* Task statement: Please report every line in the material below where the word "examples" is found.

┌────────

PR #1089, opened 2016-01-11
director automatically removes compilers from the stemcell by default…

xingzhou:
… and keeps them on compilation vms

[#111025994]


cunnie:
Hi xingzhou, 

Thanks for sending this PR. 
Question: How did you generate the centos_dev_tools_file_list and ubuntu_dev_tools_file_list? We're concerned this list will become outdated.

Brian & Tyler

tylerschultz:
@xingzhou and @guoger, this commit shows up as merged, but that is not actually the case (none of the changes ever made it to develop due to a bad merge). Please see @cunnie's comment above, and submit a new pull request with the generator commands (rather than the generated file).

Sorry about that!

dpb587-pivotal:
# ubuntu

## cleaner

    dpkg-query -L $package_name | xargs file | grep -Ev ':\s+directory\s+$' | awk -F ':' '{ print $1 }'


## derived package list

from the oriringally committed files

 * binutils
 * bison
 * build-essential
 * cmake
 * cpp
 * cpp-4.8
 * debhelper
 * dkms
 * dpkg-dev
 * flex
 * g++
 * g++-4.8
 * gcc
 * gcc-4.8
 * gettext
 * intltool-debian
 * libmpc3
 * make
 * patch
 * po-debconf

based on

 	( while read file ; do dpkg -S $file | awk -F ':' '{ print $1 }' ; done ) < /tmp/ubuntu_dev_tools_file_list | sort | uniq

re-generating the list from this package list results in the same size list


# centos

## cleaner

    rpm -ql $package_name | xargs file | grep -Ev ':\s+directory\s+$' | awk -F ':' '{ print $1 }'

## derived package list

from the oriringally committed files

 * autoconf
 * bison
 * cmake
 * cpp
 * flex
 * gcc
 * gcc-c++
 * gcc-gfortran
 * gettext
 * intltool
 * libmpc
 * libquadmath-devel
 * libstdc++-devel
 * make
 * patch

based on

    ( while read file ; do for package in $( rpm -qf --qf "%{NAME}\n" $file ) ; do if rpm -q $package > /dev/null 2>&1 ; then echo $package ; fi ; done ; done ) < /tmp/centos_dev_tools_file_list | sort | uniq

re-generating the list from this package list results in 824 more files (diff in https://gist.github.com/dpb587-pivotal/ea6114fd4d3cd1c06ed6; additional files seem sane, though)

PR #1096, opened 2016-01-13
Force utf-8 when JSON-encoding CPI results / errors

filefrog:
This fixes a problem noticed in a production vSphere environment where
snapshot tasks were being met with HTTP responses including some sort of
arbitrary binary (believed to be Unicode) data.

See https://github.com/cloudfoundry-incubator/bosh-vsphere-cpi-release/issues/5

### DIFF
--- a/bosh_cpi/lib/bosh/cpi/cli.rb
+++ b/bosh_cpi/lib/bosh/cpi/cli.rb
@@ -99,7 +99,7 @@ class Bosh::Cpi::Cli
         message: message,
         ok_to_retry: ok_to_retry,
       },
-      log: @logs_string_io.string,
+      log: @logs_string_io.string.force_encoding(Encoding::UTF_8),
     }
     @result_io.print(JSON.dump(hash)); nil
   end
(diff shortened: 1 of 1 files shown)


filefrog:
CLA: should be signed as a member of Stark & Wayne (also, I think I signed a personal one myself)

Updates: Looks like the affected vCenter has every possible integration (including some 3rd-party SAN solution) enabled.  Per VMware, those plugins and integrations are essentially microservices that vCenter combines in the API that BOSH queries, so any one of these (including those not developed inside of VMWare proper) could be returning output with mixed encodings, leading to this bug.  Unfortunately, this has made it difficult to reproduce in environments outside of the original failing one, due to licensing and hardware constraints.

I will keep looking for a way to reproduce this.

Possibly related: http://kb.vmware.com/selfservice/microsites/search.do?language=en_US&cmd=displayKC&externalId=1791

rnandi:
Merged to develop https://github.com/cloudfoundry/bosh/commit/af16716928e28ef05f644e1b323bdbd40448bdc5

Thanks for the pull request!

cppforlife:
Fixed in v248 of bosh-release.

Issue #1098, opened 2016-01-14
make EM.threadpool_size configurable


leizhu:
Due to network latency, the sending speed of Bosh metrics is slow from China region to Datadog server.
After a period,  the time lag is so big  that Datadog drops any new incoming metric.

The possible fix is to change the following file to accept a config param for EM.threadpool_size
bosh_monitor/lib/bosh/monitor/runner.rb

dpb587-pivotal:
Closing - thanks for PR #1102 which was merged and fixed this issue!

PR #1101, opened 2016-01-20
add support for em threadpool_size property

leizhu:
This is the pull request for the issue https://github.com/cloudfoundry/bosh/issues/1098

The changes will allow a configurable EM threadpool_size so that users can set large value to increase throughput. 

Signed-off-by: Simon Gao <sgao@pivotal.io>


leizhu:
We're using a new branch, so close this PR

Issue #1133, opened 2016-02-16
Urgent issue: BOSH migration always triggers disk migration


mattcui:
We are trying to migrate the old bosh (1.2751.0) to the new version (1.3153.0), but we found there always triggered disk migration even though the disk setting is not changed in deployment yaml. We got the root casue that in the old bosh director database, there isn't "cloud_properties_json" column in persistent_disks table, for examples:

bosh=> select \* from persistent_disks;
 id  | instance_id | disk_cid |  size  | active
-----+-------------+----------+--------+--------
 198 |         118 | 6320765  |  20480 | t
 199 |         134 | 6321235  |  20480 | t

After migration to the new BOSH director, the table schema of persistent_disks is change, cloud_properties_json column is added and the value is nil, for examples: 

bosh=> select \* from persistent_disks;
 id | instance_id | disk_cid | size  | active | cloud_properties_json
----+-------------+----------+-------+--------+-----------------------
 198|         118 | 6320765  | 20480 | t      | 
 199|         134 | 6321235  | 20480 | t      | 

But the value is an empty list {} (marshaled to a string) if there is no property specified in disk_pool. So during the migration of CF deployment, the director tried to compare the value ({}) defined in deployment yaml and the value (nil) in persistent_disks table, since {} is not equal to nil, the disk migration is triggered. it's not acceptable to us since we have lots of deployment to be migrated, it really waste much time and would bring long outage especially if the disk migration fails on some core nodes, like CCDB, UAADB and etc. I think one solution to fix this issue is to set "{}" as the default value when initializing (changing the table schema) persistent_disks table. It's an urgent issue to us, we hope to get it solved ASAP before we move forward with migration on other deployments. Thanks.

@cppforlife  @maximilien

maximilien:
@mattcui can we submit a PR for this? Should be relatively easy and since you are already testing this.

Let me know if you need help. Best,

max

mattcui:
@maximilien We "hacked" (updated) persistent_disks table, adding {} to cloud_properties_json column when we migrated our deployment. I am trying to solve the problem in BOSH director code, but hope BOSH community to confirm if it's a problem or they have better solution.

maximilien:
@mattcui submit the PR (include unit tests) and that will start the discussion. Thanks.

mattcui:
Submitted the [PR 1137](https://github.com/cloudfoundry/bosh/pull/1137)

maximilien:
[...]

PR #1134, opened 2016-02-16
bosh events command should show deployment events

barthy1:
Event records contain:
-  name of the deployment
-  action (create, update, delete)
-  state of the action started/done/error/cancelled
-  error message if exists
-  task id
-  timestamp

[#112797557](https://www.pivotaltracker.com/story/show/112797557)

Signed-off-by: Peter Kalambet <peter.kalambet@ru.ibm.com>

PR #1137, opened 2016-02-18
Set default value {} in cloud_properties_json column

mattcui:
Submitted this PR to address [issue 1133](https://github.com/cloudfoundry/bosh/issues/1133), I already verified this change, I can see the default value "{}" set in the  newly added column cloud_properties_json.

 id | instance_id | disk_cid |  size  | active | cloud_properties_json
----+-------------+----------+--------+--------+-----------------------
  1 |           2 | 8091253  | 524288 | t      | {}
  2 |           4 | 8091423  | 153600 | t      | {}


mattcui:
Travis-ci failed, it should not be a problem in my change, the same failure occurred in the previous [PR
1134](https://github.com/cloudfoundry/bosh/pull/1134)
https://travis-ci.org/cloudfoundry/bosh/builds/109647679

bosh-ci-push-pull:
you ll have create a new migration since once migration is published it cannot be modified. 

please also add a test for the migration to make sure we dont override existing data (eg https://github.com/cloudfoundry/bosh/tree/master/bosh-director/spec/unit/db)

mattcui:
@bosh-ci-push-pull 
I just need to replicate the content of 20141204234517_add_cloud_properties_to_persistent_disk.rb to a new file, or I should assume the column cloud_properties_json is already added by 20141204234517_add_cloud_properties_to_persistent_disk.rb, in my code, I just need to set {} if the value is "" (nil) in the column? Thanks.

cppforlife:
@mattcui it's already added. this is a new migration from the current (latest) db schema to whatever the new default is.

mattcui:
@cppforlife Seems test cases operating on the same database are polluted by each other, after adding my db migration and unit test, the unit test for "AttachDisk" always failed, you can see the error in the [travis log](https://travis-ci.org/cloudfoundry/bosh/builds/113596086). I remember it failed even I removed my test case (still retain migration db script). Do you have any idea on how to fix that? Thanks.

@maximilien

cppforlife:
@mattcui Update looks good. We'll pull it in for the next release.

cppforlife:
Story: https://www.pivotaltracker.com/story/show/115721221

wlindner:
Thanks for the PR - we gave it a look and started to merge, but noticed a couple issues when running the full test suites...

* The travis failure above is due to unit test environment. We fixed it with the following if you want to apply the patch:
```
diff --git a/bosh-director/spec/unit/jobs/attach_disk_spec.rb b/bosh-director/spec/unit/jobs/attach_disk_spec.rb
index a01a363..adf21b6 100644
--- a/bosh-director/spec/unit/jobs/attach_disk_spec.rb
+++ b/bosh-director/spec/unit/jobs/attach_disk_spec.rb
@@ -62,7 +62,7 @@ module Bosh::Director

         it 'marks the pre existing active persistent disk as inactive and orphans it' do
           attach_disk_job.perform
-          expect(instance_model.persistent_disks).to_not include(original_disk)
+          expect(instance_model.persistent_disks[0].disk_cid).to eq('fake_disk_cid')
           original_persistent_disk = Models::PersistentDisk[disk_cid: 'original-disk-cid']
           expect(original_persistent_disk).to be(nil)
```

* This new defaulting of fields within the database does not work in MySQL (it doesn't seem to support defaults of `TEXT` fields which the `cloud_properties_json` uses). We get the following error.
```
BLOB/TEXT column 'cloud_properties_json' can't have a default value (Sequel::DatabaseError)
```

If you're still interested in this PR being merged, please have a look and resolve those issues and then let us know once they have been pushed. Then we can take another look at merging. Thanks!

dpb587-pivotal:
Closing - if you're still interested in seeing these changes, please feel free to take another look at the feedback and reopen with changes. I'm guessing that by now most migrations have happened and this is much less of an issue.

maximilien:
@dpb587 are you saying this was never pulled in?

dpb587-pivotal:
Correct; and I don't see any similar or equivalent changes in the repo.

maximilien:
@mattcui can you chime in here and confirm we are good on this front. Thx

mattcui:
@maximilien We added it in our forked BOSH v1 release, I don't think there is the problem when migrating from BOSH v1 to v2 without this commit, not sure about the case from legacy BOSH to BOSH v2, but we should have no such case. So, I think it's OK to close it with unmerged.

PR #1142, opened 2016-02-24
upgrade datadog api to 1.21

yuanzhao:
Currently DadaDog Ruby API gem dogapi-1.6.0 is used by bosh-monitor. However, this version has a drawback in APIService class(in common.rb): the timeout value for HTTP session is not configurable:

    # Manages the HTTP connection
    def connect
      uri = URI.parse(@api_host)
      session = Net::HTTP.new(uri.host, uri.port)
      if 'https' == uri.scheme
        session.use_ssl = true
        # FIXME - turn off SSL verification for now until we can spend
        # some time figuring out how to find certs across platforms.
        # - matt 10/06/2011
        session.verify_mode = OpenSSL::SSL::VERIFY_NONE
      end
      session.start do |conn|
        conn.read_timeout = 5
        yield(conn)
      end
    end
This is needed as when sending from a remote place to Datadog, the connection read timeout value should be bigger, like 60. It is supported in the newer version of dogapi package. 

Signed-off-by: Yuan Zhao <yuzhao@pivotal.io>


yuanzhao:
Hi,

Please find the signed CLA in the attachment. Thank you!
image1
image2

chipchilders:
@yuanzhao if you work for Pivotal, can you please join and make public your membership in one of the following GitHub orgs? You should be covered by the Pivotal CLA.

pivotal
pivotal-cf
Pivotal-Field-Engineering
pivotal-golang

cppforlife:
Story: https://www.pivotaltracker.com/story/show/115721441

chipchilders:
CLA received. This is cleared for merge if technically accepted. cc/ @cppforlife

PR #1153, opened 2016-02-29
Update WALA to 2.1.3 for Azure.

AbelHu:


cppforlife:
@AbelHu what's in the update? why do we need to bump?

AbelHu:
@cppforlife New WALA supports new protocols on Azure. It also supports AzureStack.

cppforlife:
Does that mean older stemcells will stop working because they dont support newer protocol?

AbelHu:
The old stemcell still works now but in future it can not work after the protocols are switched.

Best Regards,
Abel HU

? 2016?3?3??08:59?Dmitriy Kalinin <notifications@github.com<mailto:notifications@github.com>> ???


Does that mean older stemcells will stop working because they dont support newer protocol?

-

bosh-ci-push-pull:
Do you have the timeline when protocol may change?

AbelHu:
@cppforlife Azure still supports the old protocols in future. But AzureStack only supports new protocols. In order to use the same stemcell both on Azure and AzureStack, we need to update WALA to 2.1.3.

cppforlife:
Got it. Story: https://www.pivotaltracker.com/story/show/115712317

PR #1159, opened 2016-03-03
Enable trim mode (<% -%>) for templating

liuweichu:
### Issue
This PR is for https://github.com/cloudfoundry/bosh/issues/1086

### Purpose
Enable trim mode for bosh ERB templating, for more cosmetic templating output.
No backward compatibility break.

PR #1164, opened 2016-03-04
Support trim characters when rendering templates

### LINKED ISSUE #1086: Bosh template should enable trim_mode
Hello,

For now, bosh template does not set trim_mode [(erb doc)](http://ruby-doc.org/stdlib-2.3.0/libdoc/erb/rdoc/ERB.html#method-c-new), which makes it hard to make a properly formatted output.

We wish to have bosh template supporting `<% -%>` modifier by setting `trim_mode = "-"` in `lib/bosh/template/renderer.rb` file of `bosh-template` lib.

This change should not break backward compatibility.

geofffranks:
BOSH job templates now support using the '-' character
to specify trimming  of newlines in the rendered ERB
templates.

Fixes #1086

### DIFF
--- a/bosh-template/lib/bosh/template/renderer.rb
+++ b/bosh-template/lib/bosh/template/renderer.rb
@@ -12,7 +12,7 @@ module Bosh
       def render(template_name)
         spec = JSON.parse(@context)
         evaluation_context = EvaluationContext.new(spec)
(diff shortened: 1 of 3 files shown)


geofffranks:
Apparently this is a duplicate of #1159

└────────

* Written reply:
We are trying to migrate the old bosh (1.2751.0) to the new version (1.3153.0), but we found there always triggered disk migration even though the disk setting is not changed in deployment yaml. We got the root casue that in the old bosh director database, there isn't "cloud_properties_json" column in persistent_disks table, for examples:
After migration to the new BOSH director, the table schema of persistent_disks is change, cloud_properties_json column is added and the value is nil, for examples: 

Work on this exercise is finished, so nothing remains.